Thanks everyone, we've currently got wired pirs that can be individually disabled but as they're over 15 years old I was thinking of getting a new alarm system anyway. 

Are wireless ones properly reliable nowadays?


----------



## stephec (25 Apr 2021)

Slick said:


> https://www.dailyrecord.co.uk/news/scottish-news/puppy-stolen-glasgow-flat-machete-23928800


Seems to be getting more common according to the press, why risk robbing an off license and being done for armed robbery when you can make the same profit by thieving a dog?


----------



## stephec (25 Apr 2021)

Cycleops said:


> Down here a dog _is _a burglar alarm.


I wanted something that would make a casual burglar change his mind the moment he set eyes on it but my son struggles with balance, so it has to be something he can handle on a lead as well.


----------



## bruce1530 (25 Apr 2021)

A pal used to install alarms. He used to take "normal" PIRs, which were installed at ceiling/cornice level and were sensitive "downwards", and installed them upside-down at about 4' above the floor. His theory (and sales pitch and USP) was that this would provide cover for the top of the room, but pets could walk underneath.

Don't know how well it worked, but he doesn't do alarms any more....


----------



## keithmac (25 Apr 2021)

We've had our wireless one for 10 years and it's been great.

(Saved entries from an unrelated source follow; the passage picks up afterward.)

PR #724, opened 2018-01-15
Add localizer-date-fns

ecancino:
Hi @jquense,

I am a little stuck in how to ensure this is correct, I can't make storybook book run the stories, seems to be loading two instances of react-dom, I will keep trying.  

If you have some time, could you review this PR and point out anything that you feel is incomplete? 

I have added the package and added the documentation to the best of my knowledge.

Thank you.

PR #736, opened 2018-01-29
Fixes storybook by using the same major version of React

marnusw:
As @jquense pointed out in #724 the stories were broken because more than one instance of React was being loaded. This brings the react major version of the `storybook` package up to date with the `react-widgets` package resolving this issue.

After running `lerna bootstrap` with this update some of the `*.js.map` files had changed. I'm not sure whether these should be included on this branch. If not the second commit can be removed.


jquense:
Thanks!

PR #743, opened 2018-02-02
Update required date formats to include weekday.

### LINKED ISSUE #734: Required Date Formats not up-to-date.
The "weekday" field is used in https://github.com/jquense/react-widgets/blob/9f156cccad056f3ebc66d4f71691cdce2e5fd1dd/packages/react-widgets/src/Month.js#L98 but is not declared as required in https://github.com/jquense/react-widgets/blob/79b3a448ebea4ac1c3d456343181e2d2eb8f4af3/packages/react-widgets/src/util/localizers.js#L12-L23 or on your site.

This breaks the DateTimePicker the minute you try to open it if you had not added a "weekday" field in your formats.

marnusw:
Closes #734

### DIFF
--- a/packages/react-widgets/src/util/localizers.js
+++ b/packages/react-widgets/src/util/localizers.js
@@ -15,6 +15,7 @@ const REQUIRED_DATE_FORMATS = [
   'time',
   'header',
   'footer',
+  'weekday',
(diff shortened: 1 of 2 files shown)


jquense:
thanks!

PR #738, opened 2018-01-29
Add localizer-date-fns with configurable locales

marnusw:
This PR supersedes #724 as it incorporates the changes merged in ecancino/react-widgets-dates#1 and will close #723. 

The implementation will work in the Storybook once #736 has been merged.

It still needs docs for the localization section before merging which I'll add soon, but in the meantime the implementation is available for comment.

PR #744, opened 2018-02-02
Fix passing the date format to localizer.parse

marnusw:
All localizers already have the signature `parse(value, format, culture)` and the documentation reflects the same which probably makes `parse.call(this, value, culture)` a bug.

This fix is required to make parsing with `localizer-date-fns` in #738 work.


marnusw:
@jquense Is anything still blocking this PR which I could help with? At the moment the `date-fns` localizer errors on parse after the text input of the DateTime picker is changed because of this issue. It would be good for us to have that resolved.

jquense:
thanks!

PR #1005, opened 2020-03-31
fix: Just use transitionEnd

taion:
@jquense i think we can just do this now? or was the 5000 padding important (v. the 5ms default in `dom-helpers`)?


taion:
prior to https://github.com/react-bootstrap/dom-helpers/pull/87, `transitionEnd` didn't actually work when transitions weren't supported. i also removed `emulateTransitionEnd` because it didn't seem like that was useful outside of just running `transitionEnd`...

seems like perhaps `transitionEnd` should take `padding` as another argument. and maybe `parseDuration` and `TRANSITION_SUPPORTED` should not be exported...

taion:
req https://github.com/react-bootstrap/dom-helpers/pull/96 if we want to keep the 5000 ms padding

jquense:
this should be fine i think

PR #1011, opened 2020-05-07
fix: undefined originalEvent on change list item

Abderrahim-WADDIZ:
input not passing the originalEvent to onChange, so it is always undefined
```
export const TestComponent = memo(() => {
  async function onComponentChange(value, { originalEvent }) {
    console.log('event :', originalEvent);
    setTouched({ [name]: true });
    await setFieldValue(name, value.id);
    onChange(value.id);
  }

  return(
      <SelectList
        data={data}
        name={name}
        textField={name}
        itemComponent={ExampleComponent}
        onChange={onComponentChange}
      />
  )
})
```


jquense:
thanks!

Issue #1023, opened 2020-06-27
DateTimePicker - use the given input id prop as is, instead of suffixing with '_input'


karthik20:
The components should be given required control expected by the rendering component. In this case, I need to associate my label to the input element of the date time but the id is not associated as given in the prop.

Snippet from the **_DateTimePicker.js_**:
`
this.inputId = instanceId(this, '_input')
`

I think the input id needs to be resolved directly from `props.id` (if provided). I can't override with 'inputProps' prop object as the this gets overriden by the `inputId`.

PR #1024, opened 2020-06-27
DateTimePicker - use the given input id prop as is, instead of suffixing with '_input

karthik20:
[DateTimePicker - use the given input id prop as is, instead of suffixing with '_input](https://github.com/jquense/react-widgets/issues/1023)

### DIFF
--- a/packages/react-widgets/src/Combobox.js
+++ b/packages/react-widgets/src/Combobox.js
@@ -310,6 +310,7 @@ class Combobox extends React.Component {
     } = this.props
     let { accessors } = this.state
     let valueItem = accessors.findOrSelf(data, value)
+    const resovledInputId = inputProps?.id || this.inputId
 
     let completeType = suggest
       ? filter
@@ -324,7 +325,7 @@ class Combobox extends React.Component {
         {...inputProps}
         role="combobox"
         name={name}
-        id={this.inputId}
+        id={resovledInputId}
         autoFocus={autoFocus}
         tabIndex={tabIndex}
         suggest={suggest}
--- a/packages/react-widgets/src/DateTimePicker.js
+++ b/packages/react-widgets/src/DateTimePicker.js
@@ -227,7 +227,7 @@ class DateTimePicker extends React.Component {
   constructor(...args) {
     super(...args)
 
-    this.inputId = instanceId(this, '_input')
+    this.inputId = this.props.id || instanceId(this, '_input')
     this.dateId = instanceId(this, '_date')
     this.listId = instanceId(this, '_listbox')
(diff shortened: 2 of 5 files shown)


packages/react-widgets/src/DateTimePicker.js
```diff
@@ -227,7 +227,7 @@ class DateTimePicker extends React.Component {
   constructor(...args) {
     super(...args)
 
-    this.inputId = instanceId(this, '_input')
+    this.inputId = this.props.id || instanceId(this, '_input')
```
jquense, line 230: this will lead to two elements having the same `id` since `props.id` is also (correctly) passed to the container element here. Instead you want to use `inputProps.id` if inputProps is provided. 

Also can you make this same change in the other picker widgets that suffer from the same issue?

karthik20: `const resovledInputId = inputProps && typeof inputProps.id === 'string' ? inputProps.id : this.inputId;`

Does this sound good? I guess the `id` prop is not exposed as a prop as per documentation. 
`
<DateTimePickerInput
        {...inputProps}
        id={resovledInputId}
        // rest of the code
        />
`

karthik20: I would probably add helper to the widgetHelpers.
`const resolvedInputId = hasValidCustomInputId(inputProps.id) ? inputProps.id : this.inputId;` and try to add across other widgets.

jquense: `inputProps?.id || createId(this)` should be fine

karthik20: Changes made so that **DateTimePicker** and **Combobox** resolves the input id in this manner. Other widgets like **Multiselect**, **NumberPicker** pass the `inputProps `directly to the input without as is.

Didn't change **Select** as this would mean, multiple ids per select option and DropdownList's input won't have the selected value and rather the search input and also its not focusable.

packages/react-widgets/src/Combobox.js
```diff
@@ -310,6 +310,7 @@ class Combobox extends React.Component {
     } = this.props
     let { accessors } = this.state
     let valueItem = accessors.findOrSelf(data, value)
+    const resovledInputId = inputProps?.id || this.inputId
```
jquense, line 313:
```suggestion
    const resolvedInputId = inputProps?.id || this.inputId
```

The logic tho still isn't quite right. the reason `inputId` is stored on the instance at all is because it's referenced in more than one place. In this case it's used in `aria-labelledby={inputId}` on the list component which would now point to a none existent id when `inputProps.id` is provided

PR #1026, opened 2020-07-13
Allow users to provide a custom Popup component

clx-pwalters:
Allowing a custom Popup component provides flexibility for when you may need to Portal the List away from it's container. Overriding List in that scenario would cause the Filter and Create options to be separate from the List itself which caused display issues.


jquense:
hey thanks for PR, I think this is a good idea propbably but i need some time to think through the API and make sure it will be compatible with changes in v5, in particular the desire to use PopperJs to do positioning for menus

clx-pwalters:
Yeah, I've published these changes to a local npm repo and I'm using it to render a Portal and Popper combination as the popupComponent so the DropdownLists work properly within Modals. Let me know if there's any way I can be helpful.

I suppose if you already have all the wiring it would just be a case of swapping out sensors and control panel / bell box for another wired one.


----------



## newts (25 Apr 2021)

We've had a Texecom system for a couple of years, mix of wired & wireless sensors (pet friendly pirs).
Wireless uses mesh system for connection & not had any issues.


----------



## neil_merseyside (25 Apr 2021)

Most modern PIR sensors have a pet setting - I believe it just disables the lower half of the sensor so it doesn't 'look down' as much. Or just put thin masking tape across the bottom of the sensors you have, a bit of trial and error will reveal just how much needs covering, I reckon 10mm would be more than enough on mine (and masking tape is the same colour as the cases these days...)


----------



## Craig the cyclist (26 Apr 2021)

Just get an alarm box and screw it to the wall outside. Everyone will think you have an alarm, but you don't have to worry about the dog setting it off, or an annual maintenance contract where some bloke turns up in a van, fiddles in the shoe cupboard with a large box on the wall, then gives you a bill for £85. But when the thing won't stop going off they don't answer the phone for ages and when they do they say it is a user error and want another £50 call out plus parts. (I just got them to disconnect it and haven't used it since)


----------



## keithmac (26 Apr 2021)

That's why you fit your own, so you know how to fix it when it goes wrong.


----------



## Darius_Jedburgh (26 Apr 2021)

No PIRs here. They only work once the scum are inside and it's too late then. Door and window sensors/vibrators so that any attempt to get in triggers the system.
We set that up for our cats, but that's pretty much the same as for dogs.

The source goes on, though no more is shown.